- _Materials provided_:
§
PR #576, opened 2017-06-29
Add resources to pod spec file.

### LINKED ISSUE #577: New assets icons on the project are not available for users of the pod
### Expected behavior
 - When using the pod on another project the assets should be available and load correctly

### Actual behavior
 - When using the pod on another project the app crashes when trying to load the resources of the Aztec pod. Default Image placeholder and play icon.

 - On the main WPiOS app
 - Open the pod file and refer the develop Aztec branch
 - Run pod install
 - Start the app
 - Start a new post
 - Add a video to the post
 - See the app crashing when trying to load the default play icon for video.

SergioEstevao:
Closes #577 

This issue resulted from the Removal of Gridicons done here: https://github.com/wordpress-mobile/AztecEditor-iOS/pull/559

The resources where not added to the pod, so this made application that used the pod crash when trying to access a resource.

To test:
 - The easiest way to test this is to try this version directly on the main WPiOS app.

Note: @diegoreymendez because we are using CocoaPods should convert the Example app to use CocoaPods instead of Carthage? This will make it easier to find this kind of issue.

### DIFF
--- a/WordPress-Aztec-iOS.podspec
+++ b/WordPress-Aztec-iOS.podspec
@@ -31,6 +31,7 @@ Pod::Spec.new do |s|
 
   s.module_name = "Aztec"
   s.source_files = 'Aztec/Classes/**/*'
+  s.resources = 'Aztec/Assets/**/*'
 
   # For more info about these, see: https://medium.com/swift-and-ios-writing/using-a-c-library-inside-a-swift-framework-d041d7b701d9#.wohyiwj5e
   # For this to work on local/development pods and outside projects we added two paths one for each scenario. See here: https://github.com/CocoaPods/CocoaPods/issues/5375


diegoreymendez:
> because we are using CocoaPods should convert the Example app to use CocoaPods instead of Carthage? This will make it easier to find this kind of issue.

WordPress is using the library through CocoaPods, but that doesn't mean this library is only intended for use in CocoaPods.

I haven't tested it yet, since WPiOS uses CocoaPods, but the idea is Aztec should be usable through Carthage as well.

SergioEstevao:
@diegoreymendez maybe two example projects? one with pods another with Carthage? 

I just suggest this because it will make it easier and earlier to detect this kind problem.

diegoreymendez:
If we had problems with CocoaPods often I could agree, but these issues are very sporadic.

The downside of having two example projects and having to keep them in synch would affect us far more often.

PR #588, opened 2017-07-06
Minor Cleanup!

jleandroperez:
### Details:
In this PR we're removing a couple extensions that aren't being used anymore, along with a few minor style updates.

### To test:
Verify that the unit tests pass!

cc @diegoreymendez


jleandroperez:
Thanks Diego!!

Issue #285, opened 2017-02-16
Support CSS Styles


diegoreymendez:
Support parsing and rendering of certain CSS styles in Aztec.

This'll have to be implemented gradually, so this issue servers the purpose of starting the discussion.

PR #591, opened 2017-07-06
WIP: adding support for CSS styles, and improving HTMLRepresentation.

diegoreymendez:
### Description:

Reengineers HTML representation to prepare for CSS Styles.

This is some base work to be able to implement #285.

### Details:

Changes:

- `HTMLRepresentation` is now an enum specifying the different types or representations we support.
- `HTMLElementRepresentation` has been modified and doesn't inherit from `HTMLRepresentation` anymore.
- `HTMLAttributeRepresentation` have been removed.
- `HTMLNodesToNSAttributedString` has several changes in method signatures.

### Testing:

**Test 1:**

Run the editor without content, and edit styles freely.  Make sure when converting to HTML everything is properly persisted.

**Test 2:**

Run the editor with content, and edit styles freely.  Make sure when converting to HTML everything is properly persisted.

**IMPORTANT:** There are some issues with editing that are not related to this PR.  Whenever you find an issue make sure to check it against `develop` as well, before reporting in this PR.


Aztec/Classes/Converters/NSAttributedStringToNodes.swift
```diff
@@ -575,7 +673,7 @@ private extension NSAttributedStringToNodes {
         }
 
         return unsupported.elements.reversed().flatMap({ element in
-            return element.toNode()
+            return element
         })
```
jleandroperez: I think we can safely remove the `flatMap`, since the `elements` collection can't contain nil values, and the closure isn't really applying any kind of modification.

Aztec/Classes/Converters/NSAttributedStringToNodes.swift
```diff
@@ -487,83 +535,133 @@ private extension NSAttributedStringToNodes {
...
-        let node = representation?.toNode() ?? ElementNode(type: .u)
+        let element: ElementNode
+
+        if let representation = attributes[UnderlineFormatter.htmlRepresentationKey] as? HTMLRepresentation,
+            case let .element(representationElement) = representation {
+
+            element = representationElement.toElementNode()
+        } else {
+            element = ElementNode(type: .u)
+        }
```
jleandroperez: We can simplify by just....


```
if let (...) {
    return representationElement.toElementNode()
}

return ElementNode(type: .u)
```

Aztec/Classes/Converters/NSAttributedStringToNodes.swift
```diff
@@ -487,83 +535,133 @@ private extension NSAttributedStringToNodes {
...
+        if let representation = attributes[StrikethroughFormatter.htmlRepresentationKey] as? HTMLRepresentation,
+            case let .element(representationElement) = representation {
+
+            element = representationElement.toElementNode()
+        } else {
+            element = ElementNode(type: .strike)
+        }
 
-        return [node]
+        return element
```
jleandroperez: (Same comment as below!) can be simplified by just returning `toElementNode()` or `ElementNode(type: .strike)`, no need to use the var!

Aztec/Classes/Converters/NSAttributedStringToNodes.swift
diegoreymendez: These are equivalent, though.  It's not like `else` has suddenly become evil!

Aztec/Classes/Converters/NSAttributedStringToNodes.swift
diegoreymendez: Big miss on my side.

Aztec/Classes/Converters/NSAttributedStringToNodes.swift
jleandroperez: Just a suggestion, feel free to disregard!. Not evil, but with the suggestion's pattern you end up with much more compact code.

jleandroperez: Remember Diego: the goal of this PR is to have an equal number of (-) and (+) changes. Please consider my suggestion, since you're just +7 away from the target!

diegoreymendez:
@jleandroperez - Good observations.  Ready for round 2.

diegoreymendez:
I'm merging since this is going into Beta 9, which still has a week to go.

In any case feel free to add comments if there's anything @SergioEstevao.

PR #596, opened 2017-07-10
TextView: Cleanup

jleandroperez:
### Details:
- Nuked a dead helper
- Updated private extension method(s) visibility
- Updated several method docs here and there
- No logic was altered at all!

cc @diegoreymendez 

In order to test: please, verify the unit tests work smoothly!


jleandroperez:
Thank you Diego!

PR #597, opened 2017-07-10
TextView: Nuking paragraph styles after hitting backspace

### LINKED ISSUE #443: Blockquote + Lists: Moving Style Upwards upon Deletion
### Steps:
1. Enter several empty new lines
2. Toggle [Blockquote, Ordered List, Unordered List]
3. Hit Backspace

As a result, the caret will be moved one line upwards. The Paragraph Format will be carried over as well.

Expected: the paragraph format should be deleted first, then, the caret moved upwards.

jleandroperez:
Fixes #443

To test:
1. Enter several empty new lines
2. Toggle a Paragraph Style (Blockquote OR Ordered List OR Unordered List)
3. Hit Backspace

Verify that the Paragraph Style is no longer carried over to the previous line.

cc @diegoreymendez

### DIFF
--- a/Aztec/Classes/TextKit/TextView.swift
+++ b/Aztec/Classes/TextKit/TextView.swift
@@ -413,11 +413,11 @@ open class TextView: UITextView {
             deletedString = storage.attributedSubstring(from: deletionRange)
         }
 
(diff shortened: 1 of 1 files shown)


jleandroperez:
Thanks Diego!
§
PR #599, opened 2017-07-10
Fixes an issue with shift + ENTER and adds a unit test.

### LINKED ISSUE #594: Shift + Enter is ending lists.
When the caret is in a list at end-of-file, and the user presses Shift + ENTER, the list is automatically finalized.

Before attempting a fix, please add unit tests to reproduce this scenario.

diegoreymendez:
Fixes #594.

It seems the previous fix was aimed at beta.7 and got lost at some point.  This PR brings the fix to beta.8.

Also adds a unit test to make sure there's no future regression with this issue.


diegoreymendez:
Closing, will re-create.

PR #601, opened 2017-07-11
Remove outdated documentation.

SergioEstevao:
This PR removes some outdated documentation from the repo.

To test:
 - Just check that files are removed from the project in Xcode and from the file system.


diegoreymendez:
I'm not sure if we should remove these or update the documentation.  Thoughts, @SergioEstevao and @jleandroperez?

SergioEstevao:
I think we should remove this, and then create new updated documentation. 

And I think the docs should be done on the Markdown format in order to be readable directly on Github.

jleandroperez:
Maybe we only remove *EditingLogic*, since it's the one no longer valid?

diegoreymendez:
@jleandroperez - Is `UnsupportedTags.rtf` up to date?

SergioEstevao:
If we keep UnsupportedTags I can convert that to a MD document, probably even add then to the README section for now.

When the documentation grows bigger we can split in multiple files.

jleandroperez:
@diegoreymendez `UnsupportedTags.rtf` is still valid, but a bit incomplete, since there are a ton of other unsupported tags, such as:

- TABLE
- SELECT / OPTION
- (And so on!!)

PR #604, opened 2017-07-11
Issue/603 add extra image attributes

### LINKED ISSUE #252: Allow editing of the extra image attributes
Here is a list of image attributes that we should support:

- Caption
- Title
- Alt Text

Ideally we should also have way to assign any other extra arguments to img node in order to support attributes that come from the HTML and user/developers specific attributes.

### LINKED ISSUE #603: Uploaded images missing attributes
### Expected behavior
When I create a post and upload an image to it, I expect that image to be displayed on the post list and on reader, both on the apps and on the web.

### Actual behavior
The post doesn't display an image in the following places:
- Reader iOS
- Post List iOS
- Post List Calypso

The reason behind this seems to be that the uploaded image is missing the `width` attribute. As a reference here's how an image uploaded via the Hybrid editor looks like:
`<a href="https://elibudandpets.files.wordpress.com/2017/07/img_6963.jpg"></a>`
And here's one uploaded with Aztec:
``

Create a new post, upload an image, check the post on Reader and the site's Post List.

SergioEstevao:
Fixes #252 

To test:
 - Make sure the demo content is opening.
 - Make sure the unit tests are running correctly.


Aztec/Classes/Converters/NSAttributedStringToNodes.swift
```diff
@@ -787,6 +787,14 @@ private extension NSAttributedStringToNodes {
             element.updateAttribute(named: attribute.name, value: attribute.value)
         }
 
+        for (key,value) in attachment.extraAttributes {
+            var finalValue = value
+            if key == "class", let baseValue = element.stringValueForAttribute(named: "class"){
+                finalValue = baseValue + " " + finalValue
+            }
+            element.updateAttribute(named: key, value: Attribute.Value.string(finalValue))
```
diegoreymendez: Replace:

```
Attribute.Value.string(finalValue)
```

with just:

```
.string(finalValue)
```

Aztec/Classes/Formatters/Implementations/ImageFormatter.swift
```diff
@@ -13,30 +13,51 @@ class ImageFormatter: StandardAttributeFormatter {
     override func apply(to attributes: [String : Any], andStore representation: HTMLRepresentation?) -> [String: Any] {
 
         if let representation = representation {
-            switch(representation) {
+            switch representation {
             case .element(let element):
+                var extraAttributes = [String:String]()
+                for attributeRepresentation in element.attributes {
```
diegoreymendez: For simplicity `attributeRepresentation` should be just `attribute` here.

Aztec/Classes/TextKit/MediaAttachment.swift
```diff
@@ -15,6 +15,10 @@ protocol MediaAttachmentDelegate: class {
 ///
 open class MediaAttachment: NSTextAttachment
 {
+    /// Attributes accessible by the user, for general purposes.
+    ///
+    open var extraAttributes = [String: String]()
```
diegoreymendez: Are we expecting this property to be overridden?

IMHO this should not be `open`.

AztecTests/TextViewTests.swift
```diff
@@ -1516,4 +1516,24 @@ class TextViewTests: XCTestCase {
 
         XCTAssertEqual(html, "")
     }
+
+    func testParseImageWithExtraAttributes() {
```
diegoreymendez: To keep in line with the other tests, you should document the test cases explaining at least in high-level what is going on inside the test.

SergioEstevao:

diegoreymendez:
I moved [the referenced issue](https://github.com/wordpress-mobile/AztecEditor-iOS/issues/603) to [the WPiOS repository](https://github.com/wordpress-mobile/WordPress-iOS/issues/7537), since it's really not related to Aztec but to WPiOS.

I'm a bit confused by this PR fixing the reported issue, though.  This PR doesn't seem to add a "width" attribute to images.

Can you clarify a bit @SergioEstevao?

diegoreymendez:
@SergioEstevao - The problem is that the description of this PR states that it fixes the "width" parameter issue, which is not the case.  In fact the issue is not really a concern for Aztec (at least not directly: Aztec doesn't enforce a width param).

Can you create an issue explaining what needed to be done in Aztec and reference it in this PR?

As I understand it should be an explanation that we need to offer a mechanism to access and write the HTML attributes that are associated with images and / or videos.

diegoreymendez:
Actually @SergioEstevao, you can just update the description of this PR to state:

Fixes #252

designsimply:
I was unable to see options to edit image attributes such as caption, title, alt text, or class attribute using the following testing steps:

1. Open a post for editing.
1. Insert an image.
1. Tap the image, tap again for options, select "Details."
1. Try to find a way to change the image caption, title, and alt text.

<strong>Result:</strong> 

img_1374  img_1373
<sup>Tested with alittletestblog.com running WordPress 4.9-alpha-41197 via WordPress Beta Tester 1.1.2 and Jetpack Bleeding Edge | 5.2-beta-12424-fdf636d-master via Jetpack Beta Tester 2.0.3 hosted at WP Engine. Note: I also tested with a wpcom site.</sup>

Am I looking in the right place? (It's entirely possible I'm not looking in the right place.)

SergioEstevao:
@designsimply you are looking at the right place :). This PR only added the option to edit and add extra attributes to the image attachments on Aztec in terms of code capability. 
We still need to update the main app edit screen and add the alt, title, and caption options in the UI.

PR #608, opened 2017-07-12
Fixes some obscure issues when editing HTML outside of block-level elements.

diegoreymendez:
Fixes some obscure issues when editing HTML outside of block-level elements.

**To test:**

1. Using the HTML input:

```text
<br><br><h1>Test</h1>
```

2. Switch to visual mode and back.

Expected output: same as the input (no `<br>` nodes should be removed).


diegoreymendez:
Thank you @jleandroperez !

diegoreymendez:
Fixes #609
§
- _Aim of the exercise_: Every line above that contains the word "main" should be reported.

- _Reply to the exercise_:
 - On the main WPiOS app
 - The easiest way to test this is to try this version directly on the main WPiOS app.
We still need to update the main app edit screen and add the alt, title, and caption options in the UI.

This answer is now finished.